YOUR OBJECTIVE: Set out exactly every line of the entries below, starting at the line that holds "initialization log message." and stopping after the line that holds "Four patches that".

++++ INFORMATION SUPPLIED ++++

PR #892, opened 2026-08-09
fix(queue): survive a synchronous task throw in SerialQueue

### LINKED ISSUE #518: Bug: SerialQueue deadlocks after a synchronous task throw

YOMXXX:
Fixes #518.

## Problem

`SerialQueue.drain()` called `entry.task()` directly. If a queued task throws **synchronously**, the call escapes before the `.finally()` handler is registered — the promise returned by `add()` rejects, but the queue stays permanently stuck with `running = true`.

This affects all three pipeline queues (L1/L2/L3, `pipeline-manager.ts`). Subsequent tasks never start, and callers such as `flushSession()` and `_doFlush()` can wait forever on `onIdle()`.

Reproduction (on `main`):
```ts
await queue.add(() => { throw new Error("sync failure"); }).catch(() => undefined);
// hangs forever — queue.running stays true
```

## Change

Invoke the task from a resolved promise (`Promise.resolve().then(() => entry.task())`) so a synchronous throw is routed through the catch/finally chain and queue bookkeeping is finalized.

## Verification

- New `src/utils/serial-queue.test.ts` (4 tests): sync-throw recovery, FIFO order across mixed tasks, `onIdle()` after a sync-throw, and no double-run.
- Confirmed the first test **hangs** on the unfixed code and passes after the fix.
- `npm test` + `npm run build:plugin` pass.

### DIFF
--- a/MemoryCore/src/offload/hooks/after-tool-call.ts
+++ b/MemoryCore/src/offload/hooks/after-tool-call.ts
@@ -34,11 +34,8 @@ import type { PluginConfig, PluginLogger, ToolPair } from "../types.js";
 import type { BackendClient } from "../backend-client.js";
 import {
   buildL3TriggerReport,
-  classifyPatchEffectiveness,
   reportL3Trigger,
   recordToolCall,
-  REPORT_TYPE_L3,
-  L3_FIXED_PATCH_COST_TOKENS,
 } from "../state-reporter.js";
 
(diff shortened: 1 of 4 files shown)


Maxwell-Code07:

PR #895, opened 2026-08-09
fix: quote admin key path next to full-width punctuation

mangca0:
## Summary

- Quote `ADMIN_KEY_FILE` in the admin initialization log message.
- Prevent macOS Bash 3.2 from treating adjacent full-width punctuation as part of the variable name.

## Validation

- Passed `bash -n` for all deployment shell scripts.
- Reproduced and verified the fix with macOS Bash 3.2.


Maxwell-Code07:

PR #896, opened 2026-08-09
wayneos/local-fix-patches: 4 fixes verified end-to-end on Aug 7+9 2026

Matrix-ops77:
## Summary

Four patches that have been verified end-to-end against the live stack (L0 conversation capture, L1 atom extraction, L2 scene writing, vector retrieval via 1024-dim Ollama snowflake-arctic-embed2, ~4869-token memory injection vs 79-token baseline = 62x injection).

These are the exact patches baked into the `agentmemory/memory-core:local-fix`, `agentmemory/memory-proxy:local-fix`, and `team-memory-panel-knowledge:amd64` images we use in production.

## Changes

| File | Lines | What |
|---|---|---|
| `MemoryCore/src/adapters/standalone/llm-runner.ts` | +243 / -85 | (1) AI SDK bypass for pure-text L1/L2 calls — plain `fetch` with `stream: false` against OpenAI-compatible endpoint, because the Vercel AI SDK's SSE parser fails silently on certain backends (`createOpenAI({compatibility: compatible})` always sends `stream: true`). Tool-using paths still go through the SDK. (2) `directFetchInternal` typo fix (was `directFetchWithMessages`) that crashed the L2 scene-file writer's tool-call loop. |
| `MemoryProxy/src/handler.ts` | +24 / -1 | chat-completions wrapper now forwards `x-team-id`, `x-agent-id`, `x-task-id`, `x-conversation-id` extra_headers to upstream so routing metadata survives the proxy hop. |
| `deploy/global-images/_lib.sh` | +35 | `wait_healthy()` extended with service-id header awareness for the new Core v3 endpoints (v2 router needs Bearer + `x-tdai-service-id`; v3 adds `x-tdai-user-key`). |
| `deploy/global-images/start-memory-core.sh` | +31 / -9 | Port assignments adjusted for the new combined panel+knowledge image (`team-memory-panel-knowledge:amd64` serves both on one container, ~600MB saved vs the split deployment). |

## Why a PR vs just patches

These fixes are required to run against real OpenAI-compatible backends (Ollama, OmniRoute, vLLM, LiteLLM, etc.). The default upstream code path returns 0 L0/L1/L2 records on those backends because of the SDK SSE issue and the missing header forwarding.

## Verification

| Component | Before | After |
|---|---|---|
| L1 pipeline tasks consumed | 0 | 8 |
| L1 pipeline tasks completed | 0 | 8 (failed: 0) |
| L2 scene files written | 0 | 6 .md |
| L0 conversations captured | 0 | 58 |
| Memory injection tokens | 79 (baseline) | 4,869 (62x) |
| End-to-end latency | n/a | 2.18s |

Environment: macOS M4, 16GB RAM, OrbStack (Docker alternative), Ollama with snowflake-arctic-embed2 (1.2GB, 1024-dim), OmniRoute MiniMax-M3 upstream, MacBook + 228GB drive.

## Notes

- The 243-line AI SDK bypass in `llm-runner.ts` is the load-bearing fix. Everything else follows once that path works.
- We considered breaking this into 4 separate PRs, but they're tightly coupled (the handler.ts change is meaningless without the llm-runner.ts SDK bypass; the deploy script change requires the lib.sh change). Happy to split if maintainers prefer.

++++

EXERCISE SOLUTION:
- Quote `ADMIN_KEY_FILE` in the admin initialization log message.
- Prevent macOS Bash 3.2 from treating adjacent full-width punctuation as part of the variable name.

## Validation

- Passed `bash -n` for all deployment shell scripts.
- Reproduced and verified the fix with macOS Bash 3.2.


Maxwell-Code07:

PR #896, opened 2026-08-09
wayneos/local-fix-patches: 4 fixes verified end-to-end on Aug 7+9 2026

Matrix-ops77:
## Summary

Four patches that have been verified end-to-end against the live stack (L0 conversation capture, L1 atom extraction, L2 scene writing, vector retrieval via 1024-dim Ollama snowflake-arctic-embed2, ~4869-token memory injection vs 79-token baseline = 62x injection).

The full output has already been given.